Please find every line in the entries below that contains the string "same", and copy it.

[Opening Records for this task section]

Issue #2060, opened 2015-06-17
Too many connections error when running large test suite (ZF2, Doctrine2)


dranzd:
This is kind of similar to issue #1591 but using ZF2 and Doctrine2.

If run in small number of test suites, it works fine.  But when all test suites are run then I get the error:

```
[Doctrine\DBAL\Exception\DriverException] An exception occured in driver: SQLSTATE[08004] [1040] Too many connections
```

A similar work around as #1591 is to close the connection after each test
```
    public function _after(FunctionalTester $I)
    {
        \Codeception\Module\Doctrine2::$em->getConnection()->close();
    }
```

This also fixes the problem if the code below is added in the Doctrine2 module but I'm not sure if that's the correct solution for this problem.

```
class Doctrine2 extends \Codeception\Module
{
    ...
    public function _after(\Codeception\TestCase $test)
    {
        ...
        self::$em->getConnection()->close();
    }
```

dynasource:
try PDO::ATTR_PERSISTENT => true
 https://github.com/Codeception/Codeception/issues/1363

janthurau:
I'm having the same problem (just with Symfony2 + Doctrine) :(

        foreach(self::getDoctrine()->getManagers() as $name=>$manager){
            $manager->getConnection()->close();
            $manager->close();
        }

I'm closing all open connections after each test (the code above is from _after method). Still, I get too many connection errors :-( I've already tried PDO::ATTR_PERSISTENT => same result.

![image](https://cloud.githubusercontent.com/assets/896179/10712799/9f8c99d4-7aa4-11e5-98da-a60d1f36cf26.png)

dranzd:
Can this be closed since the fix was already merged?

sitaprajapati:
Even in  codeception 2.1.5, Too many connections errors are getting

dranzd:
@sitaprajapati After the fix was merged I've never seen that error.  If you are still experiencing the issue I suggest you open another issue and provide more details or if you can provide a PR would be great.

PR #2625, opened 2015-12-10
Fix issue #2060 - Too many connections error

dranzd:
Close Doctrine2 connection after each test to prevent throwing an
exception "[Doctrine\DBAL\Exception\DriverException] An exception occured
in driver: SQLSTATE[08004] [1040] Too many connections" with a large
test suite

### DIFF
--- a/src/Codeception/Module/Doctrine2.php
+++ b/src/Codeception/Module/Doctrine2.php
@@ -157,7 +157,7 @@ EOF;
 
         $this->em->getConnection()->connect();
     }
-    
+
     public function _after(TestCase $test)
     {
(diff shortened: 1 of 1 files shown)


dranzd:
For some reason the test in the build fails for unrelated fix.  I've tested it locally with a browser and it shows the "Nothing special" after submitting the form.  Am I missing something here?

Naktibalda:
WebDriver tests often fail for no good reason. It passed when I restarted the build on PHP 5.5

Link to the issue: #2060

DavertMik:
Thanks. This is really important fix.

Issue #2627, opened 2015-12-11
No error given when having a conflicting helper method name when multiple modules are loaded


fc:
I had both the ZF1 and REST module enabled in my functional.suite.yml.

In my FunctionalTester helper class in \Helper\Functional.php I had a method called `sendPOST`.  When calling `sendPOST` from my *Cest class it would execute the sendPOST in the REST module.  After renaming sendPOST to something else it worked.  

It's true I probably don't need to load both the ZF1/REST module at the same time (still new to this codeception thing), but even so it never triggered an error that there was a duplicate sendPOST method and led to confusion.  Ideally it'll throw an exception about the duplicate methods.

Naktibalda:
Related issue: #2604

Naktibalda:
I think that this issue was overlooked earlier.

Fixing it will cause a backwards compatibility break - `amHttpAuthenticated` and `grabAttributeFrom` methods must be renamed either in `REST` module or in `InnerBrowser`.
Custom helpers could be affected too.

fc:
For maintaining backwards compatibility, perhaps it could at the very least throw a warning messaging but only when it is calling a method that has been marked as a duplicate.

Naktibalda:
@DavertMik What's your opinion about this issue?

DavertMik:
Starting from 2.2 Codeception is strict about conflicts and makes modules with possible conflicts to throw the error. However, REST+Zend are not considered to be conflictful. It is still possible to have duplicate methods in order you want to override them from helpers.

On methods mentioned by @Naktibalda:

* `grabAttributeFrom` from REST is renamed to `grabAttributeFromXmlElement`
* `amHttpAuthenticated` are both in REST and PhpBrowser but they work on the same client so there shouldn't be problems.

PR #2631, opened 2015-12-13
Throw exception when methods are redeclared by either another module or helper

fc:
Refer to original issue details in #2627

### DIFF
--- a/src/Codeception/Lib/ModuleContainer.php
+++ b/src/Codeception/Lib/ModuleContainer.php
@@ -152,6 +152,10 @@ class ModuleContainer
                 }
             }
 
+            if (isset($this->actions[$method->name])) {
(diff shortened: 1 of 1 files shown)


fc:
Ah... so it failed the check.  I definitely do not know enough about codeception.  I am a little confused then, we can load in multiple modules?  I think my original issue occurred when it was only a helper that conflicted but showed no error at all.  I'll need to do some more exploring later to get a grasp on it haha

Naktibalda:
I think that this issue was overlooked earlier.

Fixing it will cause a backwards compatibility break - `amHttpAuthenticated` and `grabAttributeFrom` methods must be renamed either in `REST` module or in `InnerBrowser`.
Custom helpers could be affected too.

[Closing Records for this task section]

> **Solution for this task**
I'm having the same problem (just with Symfony2 + Doctrine) :(
I'm closing all open connections after each test (the code above is from _after method). Still, I get too many connection errors :-( I've already tried PDO::ATTR_PERSISTENT => same result.
It's true I probably don't need to load both the ZF1/REST module at the same time (still new to this codeception thing), but even so it never triggered an error that there was a duplicate sendPOST method and led to confusion.  Ideally it'll throw an exception about the duplicate methods.
* `amHttpAuthenticated` are both in REST and PhpBrowser but they work on the same client so there shouldn't be problems.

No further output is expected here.